After returning home to Pigeon Forge, TN from a tour, Rose graciously agreed to share some of her insights with us. We’ll probably never listen – or look! – at music the same way again. Enjoy.
Ok, let’s start off with a big picture question; in general terms what does light contribute to a musical performance in your view?
“The color and movement that lighting brings to a concert changes the whole experience for audiences. It really brings the music to life. That’s why people come to see as well as to hear a concert. This isn’t to detract from the artists on stage. They are clearly the stars, but lighting supports their performance. Lighting captures music in another dimension – the visual.”
Is this why you see yourself as ‘playing an instrument’ when you’re working the lighting console?
“Oh yes, absolutely! When I’m on tour with the Ringo Star band working the console I’m there bopping and shaking just like it was a keyboard. That’s because I’m feeling the music when I’m working the lights. Some of the guys might rib me about it, but they understand. They appreciate that you have to feel the music and know where it’s going and what it means in terms of timing, color and things of that nature if you’re going to reflect it in light.”
Do you have to like the music to create a good lightshow for it?
“I have a musical background and I like all kinds of music, but no you don’t have to like a particular style of music to do it justice as a lighting designer or programmer. You have to understand it and appreciate what the artist is trying to do, but like it, no.”
Before you design for a tour do you listen to the artist’s music?
“For sure, I will listen and try to understand it from the artist’s perspective.”
What do you listen for?
“I’ll listen for the timing, where the key points in the music are, what that artist’s intentions are. I’ll also look outside the music at things like what size stage and venue the artist is going to be performing at. Who is the primary audience and things like that.”
Can you elaborate on the part about the audience?
“Sure, if I’m lighting a show at someplace like Dollywood where there are a lot of older people in the audience, I’m not going to use audience blinders.”
So if you had to describe in detail what you do as a designer to help the audience ‘see’ the music, what would you say?
“The audience sees the music through color and timing. I will design to have certain colors or shades of color appear when the music goes in a certain direction – almost like the rhythm or bass section will.
“Timing is also absolutely important when you are painting music with light. If you want to hit a certain light at a certain point in the song, timing is essential. Even in ballads, when you fade out the lighting as the song winds down, your timing is so important. You want the fade to be behind the artist. The ballad has to end with the focus on the artist not your lighting – and that takes timing. Having a good sense of rhythm is definitely valuable for a lighting designer. I’m not saying it’s absolutely necessary, but it sure helps if you want to make it easy for your audience to see the music in light.”
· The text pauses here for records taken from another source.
PR #1876, opened 2019-12-14
Fix: race condition in MDS_IO_(UN)LOCK

zack-vii:
* added easier constructor for recursive locks


joshStillerman:
Can we talk about this one also ?

zack-vii:
the lock has to guard the MDS_IO_LOCK call. never seemed to be a problem. but the removal of the tdicompile lock made this flaw apparent

joshStillerman (approved):

PR #1868, opened 2019-12-03
Fix: fixed performance issues

zack-vii:
* performance of tdicompile increased
  - GET_TDITHREADSTATIC_P if costly so we pass the pointer to statics when we can.
  - LibResetVmZone and LibVmGet were slow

We’ve heard you sing, so we can vouch that you have an excellent sense of rhythm. Do you have songs that you recorded that really stand out as being representative of you?
“That’s easy! It’s ‘This Is Who I Am.’ It’s about coming to the point in life where you stop worrying about living up to the expectations of others and accept yourself as who you are, which winds up giving you a great sense of peace.”
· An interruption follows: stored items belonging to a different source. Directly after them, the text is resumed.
PR #1881, opened 2019-12-15
Fix: split pthread into logical sections

zack-vii:
pthread_port.h has become pretty big and some of teh stuff is only remotelly pthread related. it stated out as a port for pthread to get windows on board but extended into a general header for all kinds of stuff. this just splits it into its topics, condition, socket stuff pthread-stuff. his requires a rebase if the nci lock is merged

### DIFF
--- a/include/getusername.h
+++ b/include/getusername.h
@@ -1,0 +1,55 @@
+#ifndef GETUSERNAME_H
+#define GETUSERNAME_H
+#ifdef HAVE_UNISTD_H
+ #include <unistd.h>
+#endif
+#ifdef _WIN32
+ #include <io.h>
+#else
+ #include <pwd.h>
+#endif
+#include <pthread_port.h>
+
+#define GETUSERNAME(user_p) GETUSERNAME_BEGIN(user_p);GETUSERNAME_END;
+
+#define GETUSERNAME_BEGIN(user_p) {\
+static pthread_mutex_t username_mutex = PTHREAD_MUTEX_INITIALIZER;\
+pthread_mutex_lock(&username_mutex);\
+if (!user_p) {\
+  user_p = _getUserName()
+
+#define GETUSERNAME_END }\
+pthread_mutex_unlock(&username_mutex);\
+}
+static char* _getUserName(){
+  char *user_p;
+#ifdef _WIN32
+    static char user[128];
+    DWORD bsize = 128;
+    user_p = GetUserName(user, &bsize) ? user : "Windows User";
+#elif __MWERKS__
+    ans.pointer = "Macintosh User";
+#else
+    static char user[256];
+    struct passwd *pwd = getpwuid(geteuid());
+    if (pwd) {
+      strcpy(user,pwd->pw_name);
+      user_p = user;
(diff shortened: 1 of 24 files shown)


joshStillerman (dismissed):

include/getusername.h
```diff
@@ -0,0 +1,55 @@
...
+#ifdef _WIN32
+ #include <io.h>
+#else
+ #include <pwd.h>
+#endif
+#include <pthread_port.h>
+
+#define GETUSERNAME(user_p) GETUSERNAME_BEGIN(user_p);GETUSERNAME_END;
+
+#define GETUSERNAME_BEGIN(user_p) {\
```
WhoBrokeTheBuild, line 15: Why are these split into two macros?

mdsshr/librtl.c
```diff
@@ -58,26 +48,25 @@ OF THIS SOFTWARE, EVEN IF ADVISED OF THE POSSIBILITY OF SUCH DAMAGE.
...
+ #define setenv(name,value,overwrite) _putenv_s(name,value)
+ #define unsetenv(name)               _putenv_s(name,"")
+ #define localtime_r(time,tm)         localtime_s(tm,time)
+ #define ctime_r(tm,buf)              ctime_s(buf,32,tm)
 #else
-#include <sys/wait.h>
+ #include <sys/wait.h>
 #endif
 
+#include <STATICdef.h>
```
WhoBrokeTheBuild, line 60: Didn't you just remove this?

mdstcpip/ioroutines.h
```diff
@@ -8,54 +8,25 @@
...
-#endif
-#define SEND_BUF_SIZE 32768
-#define RECV_BUF_SIZE 32768
-#ifndef MSG_NOSIGNAL
- #define MSG_NOSIGNAL 0
-#endif
-#define LOAD_INITIALIZESOCKETS
-#include <pthread_port.h>
+
+#include <STATICdef.h>
```
WhoBrokeTheBuild, line 26: Same question as above

mdstcpip/ioroutinesV6.h
```diff
@@ -10,55 +10,24 @@
...
-#endif
-#define SEND_BUF_SIZE 32768
-#define RECV_BUF_SIZE 32768
-#ifndef MSG_NOSIGNAL
- #define MSG_NOSIGNAL 0
-#endif
-#define LOAD_INITIALIZESOCKETS
-#include <pthread_port.h>
+
+#include <STATICdef.h>
```
WhoBrokeTheBuild, line 28: Same question as above

WhoBrokeTheBuild (approved):
LGTM, I question the static def header though.

include/getusername.h
zack-vii: it is used in two parts in one file.. need tro check where. so its a constructor;
then the code can safely do stuff with teh static username
and a cleanup.

zack-vii (commented):
I did but in tdishr.. we should remove them everywhere but this would have blown up this PR as the once before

When you were elected into the Full Sail University Hall of Fame, you spent some time talking about your mom. Can you tell us about that? Was your mom a big influence?
“Yes she was. She passed away after I was elected to the Full Sail University Hall of Fame, but before I was actually inducted. I dedicated my induction to her and though I was sad that she wasn’t there; I was at peace knowing that she knew of my selection and was proud of me.”
What was your experience like at Full Sail?
“It was great! I was there when it was still small and I went for studio recording. I was always technically oriented, probably from my dad who was a rocket scientist. So as a singer I wanted to learn all that I could about recording studios, with the thought of one day having my own.”
How did you make the leap from singer to lighting person?
“Like everyone else who moved to Nashville, I went there to become a country music star. Lighting was what I kind of call my ‘accidental career.’ When I moved to Nashville, I got a job running a spotlight at Opryland. Alabama was one of the main acts there my first summer. I was fascinated by their lighting rig. The LD was really cool and helped me learn things. Then when the tour left, the lighting console, which was owned by Opryland stayed in the theme park.
“When new shows came to Opryland, management would ask me to program the lights, since I showed an ability in this area and was somewhat familiar with the console. The following year I was designing for acts that came in without an LD. When they had an LD I did the programming for them. This opened a lot of contacts for me. This led me to Louise Mandrell who needed a lighting designer for her tour.
“So, I toured with Louise and then I took a break from lighting when I got hired as a backup singer for Lee Greenwood. Next thing Louise called and asked me to come back. I thought about it and said ‘ok, I’ll give it a year.’ Well that year turned into 16 wonderful years in lighting. I got good at programming and wrote a Whole Hog 2 reference guide, which led to more and more referrals. In 2003, I got the call to work with Ringo, and have been with him ever since. It’s been a great life!”
How about being a woman in a male dominated lighting tech field did you ever get any flack?
“Oh yeah some at times, but nothing extreme, probably because I never let it bother me. I never went around as a girly girl with all the makeup asking guys to lift boxes for me, but at the same time I never walk around with my guard all up waiting for things to happen. It was just, ‘this is me.’ People respond positively when you approach them that way. I’m doing mentoring of young girls in this business now and that’s my advice to them- stay positive, be focused and be yourself and you’ll find that the lighting industry is a great place to be.”